Os métodos de limpeza para as superfícies revestidas de polímero foram testados para garantir que não houvesse interrupção do revestimento, o que seria visto como uma mudança no ângulo de contato com a água para um coverslip de vidro não revestido (Figura 2). Foram encontrados slides de microscópio revestidos de PMMA em 70% de etanol por 1 h para remover o revestimento PMMA(Figura 2,painel esquerdo), provavelmente devido à solubilidade do PMMA em 80 wt% de etanol13,portanto, superfícies revestidas de PMMA foram limpas usando 30 min de esterilização UV sozinho. A concentração de PMMA para revestimento foi otimizada anteriormente5. Um 1 h 70% de etanol embeber foi usado para limpar PDMS, e a esterilização UV foi negligenciada, uma vez que a luz UV pode causar produção em cadeia e influenciar as propriedades de molhar a superfície do PDMS14. Tanto a imersão de etanol de 70% quanto a esterilização UV não influenciaram o ângulo de contato com a água dos lábios revestidos de fPTFE(Figura 2,painel direito), portanto, os dois métodos, em sucessão, foram utilizados para limpar revestimentos fPTFE. O método de revestimento fPTFE foi previamente descrito pelo grupo Grainger15.
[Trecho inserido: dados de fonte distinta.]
PR #765, opened 2026-07-29
fix(cli): plur doctor probes the configured MCP server, not a synthesised one

### LINKED ISSUE #764: plur doctor probes a synthesized npx command, not the configured MCP server
## Problem

`plur doctor`'s handshake check does not probe the MCP server the user has configured. It synthesizes its own launch command via `buildMcpServerEntry()`:

```
~/.plur/bin/plur-mcp        (if `plur init` created the shim)
  ↓ otherwise
/bin/sh -lc 'exec npx -y @plur-ai/mcp@latest'
```

So on any install that launches the server another way — a direct `node /path/to/dist/index.js`, a pinned version, a custom `env` block — doctor reports on a path the user does not use.

## Both failure directions, observed

**False fail.** On a machine whose `.mcp.json` runs the server from a local build, doctor reported:

```
handshake : { ok: false, error: "timeout after 20000ms — server did not respond to initialize" }
overall   : fail
```

while the configured server handshakes in ~2s and returns 40 tools. Cause: the cold `npx -y @plur-ai/mcp@latest` fallback is genuinely slower than the timeout — measured **25.2s** on this machine against a **20s** budget.

**False pass — the dangerous one.** The same indirection means a *broken* configured server reports healthy, as long as npx can fetch a working package. That is exactly the failure that occurred here this morning: a stale local `dist/` referencing a dependency removed in the v2 SDK migration, crashing with `ERR_MODULE_NOT_FOUND` before the MCP handshake. `plur doctor` could not have caught it — it would have probed npx instead and passed.

A diagnostic that cannot observe the thing it is diagnosing is worse than no diagnostic, because it gets trusted.

## Suggested fix

1. **Probe the configured entry.** doctor already parses each config file to set `hasPlurMcp` — read the actual `mcpServers.plur` entry (`command`, `args`, `env`) from the highest-priority config that has one, and spawn *that*.
2. **Report which entry was probed**, so the output is unambiguous about what was tested.
3. **Fall back to the synthesized entry only when no config declares one**, and label it as such.
4. **Raise the fallback timeout** above the real cold-npx cost, or warm the package first. 20s is under the measured 25.2s.

Worth keeping in mind that (1) also makes doctor useful for the multi-config case it already enumerates — Claude Code project, `.mcp.json`, global, Claude Desktop, Cursor — where different entries can point at different servers.

plur9:
Closes #764.

## The bug

doctor's handshake never launched the server the user runs. It rebuilt an entry from scratch:

```
~/.plur/bin/plur-mcp          (if `plur init` made the shim)
  ↓ else
/bin/sh -lc 'exec npx -y @plur-ai/mcp@latest'
```

So any install starting the server another way — a direct `node /path/dist/index.js`, a pinned version, a custom `env` — got diagnosed on a path it never uses.

**False fail.** On a machine whose `.mcp.json` runs a local build, doctor reported `timeout after 20000ms` / `overall: fail` while the configured server handshakes in ~2s with 40 tools. The cold npx fallback measured **25.2s** against a **20s** budget.

**False pass — the one that matters.** A configured server that crashes on startup reports *healthy*, because npx fetched a good copy of a package the user isn't running. That is exactly the break this came from: a stale `dist/` importing a dependency removed in the SDK v2 migration, dying with `ERR_MODULE_NOT_FOUND` before the handshake. doctor could not have seen it.

A diagnostic that can't observe the thing it diagnoses is worse than none, because it gets trusted.

## The fix

doctor reads the `plur` entry from the first config declaring one (in `knownConfigFiles()` order) and launches **that**, carrying the entry's own `env` — a config pinning `PLUR_TOOL_PROFILE=full` yields 40 tools, and probing without it reports a count the user never sees. The synthesised entry stays as the fallback for an unwired install, where *"would the recommended entry work"* is the useful question.

Every result now carries `probed` and `command`. A verdict with no subject is how a green result on the wrong server gets believed.

`readPlurMcpEntry()` returns `null` for a malformed entry rather than inventing a command — falling back to the recommendation is honest, guessing is not.

## Verified end-to-end

Against a **broken** configured server (reproducing the real crash):
```
overall : fail
probed  : Claude Code (.mcp.json)
command : node /tmp/doctor-764/broken-server.js
error   : server exited (code=1) before responding
```

Against the **working** one:
```
probed        : Claude Code (.mcp.json)
ok            : True
serverVersion : 0.16.1
toolCount     : 40      ← proves the config's env was honoured
```

## On the tests — worth reading

The existing handshake test pointed its config at the **same shim** the old code preferred, so both the old and new probe spawned the identical script. It passed either way and guarded nothing. My first attempt at a mutation test confirmed it: reverting the fix changed nothing.

My *second* attempt also passed — because the test spawns the **built** CLI and I had only mutated `src`. Stale build, which is the same trap this PR is about.

With a rebuild and a genuinely discriminating test — shim is one script, config names another — the mutation fails on exactly the assertion that should catch it, and passes when restored.

402 cli tests, `typecheck` + `typecheck:tests` clean.

## Not changed

The 20s timeout. With the configured entry it's ample (~2s); it only bit on the cold-npx fallback, which is now the uncommon path. Raising it would slow the honest failure case for everyone. Happy to revisit if the fallback proves slow in practice.

### DIFF
--- a/packages/cli/src/commands/doctor.ts
+++ b/packages/cli/src/commands/doctor.ts
@@ -7,6 +7,8 @@ import { outputText, outputJson, shouldOutputJson } from '../output.js'
 import {
   type ConfigFile,
   buildMcpServerEntry,
+  readPlurMcpEntry,
+  type McpServerEntry,
   cursorProjectMcpConfigPath,
   hasDatacoreMcp,
   hasPlurMcp,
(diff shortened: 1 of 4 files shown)


plur9:
CI passing across all matrix nodes (Node 20/22/24), Python SDK, and smoke tests. Fix is correct — reads the configured MCP entry and probes that rather than a synthesised path. Ready for human merge.

plur9 (commented):

The core fix (probe what's configured, not what you'd recommend) is correct. `resolveProbeTarget` reads config files in `knownConfigFiles()` order, which means the probe matches the actual launch path. Carrying `entry.env` through is important — PLUR_TOOL_PROFILE changes tool count, so probing without it reports a surface the user never sees.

Uma mancha ocidental foi realizada no lysate 3T3 para garantir que as espécies DAMP estivessem presentes na complexa mistura molecular. Os resultados mostraram que tanto o HMGB1 quanto o HSP60, dois DAMPs16,17,bem documentados, estavam presentes no lysate(Figura 1B). A adsorção de ligands TLR do lisato para as superfícies de polímero foi confirmada por cultivar macrófagos repórter (não tratadas, TLR2 neutralizado, ou TLR4 inibido) por 20 h em superfícies de polímero protein-adsorbed (ou seja, poliestireno tratado pela cultura do tecido [TCPS], PMMA, PDMS, fPTFE), e, em seguida, avaliando indiretamente a atividade NF-кB/AP-1 com base na produção do SEAP usando uma figura de ensaio enzimática (Ce Figura 3). Além disso, os macrófagos repórter tinha aumentado significativamente NF-кB/ AP-1 atividade em lysate adsorbed em comparação com FBS adsorbed ou plasma e nenhuma proteína pré-adsorbed (mídia) (Figura 4). TLR ligands lipopeptide triacylated sintético (Pam3CSK4, Ligand TLR2) e lipopolissaccharide (LPS, ligand TLR4) foram incluídos como controles positivos para confirmar o anticorpo ou inibidor e o ensaio estava funcionando corretamente. A neutralização tlr2 teve uma redução visivelmente mais forte na resposta nf-кB/AP-1 de macrófagos de repórter supõelysato em comparação com a inibição do TLR4. Além disso, pequenas quantidades de lysato diluído em soro (com base na proteína total) induzida significativamente aumentou NF-кB/ AP-1 resposta em comparação com o soro sozinho, com a menor diluição eficaz dependente da superfície do polímero (Figura 5). Estes resultados demonstram a potência das moléculas adsorbed lysate-derivadas em induzir a atividade NF-кB/AP-1 TLR-dependente em macrófagos do repórter em uma variedade de superfícies poliméricas.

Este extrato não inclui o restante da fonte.